PR #1467, opened 2026-07-23
Made it so the currently used consumable still gets calculated.

AllUniversal:
*Title, `G.FUNCS.use_card()` calls `area:remove_card()` before `card:use_consumeable()`. With these changes, the currently used consumable will still be calculated for any contexts it causes. (E.g. `mod_probability`)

• [PROBLEM TO SOLVE]:
In the lines above, spot each one that contains the word "currently" and copy it.

• [EXERCISE SOLUTION]:
Made it so the currently used consumable still gets calculated.
*Title, `G.FUNCS.use_card()` calls `area:remove_card()` before `card:use_consumeable()`. With these changes, the currently used consumable will still be calculated for any contexts it causes. (E.g. `mod_probability`)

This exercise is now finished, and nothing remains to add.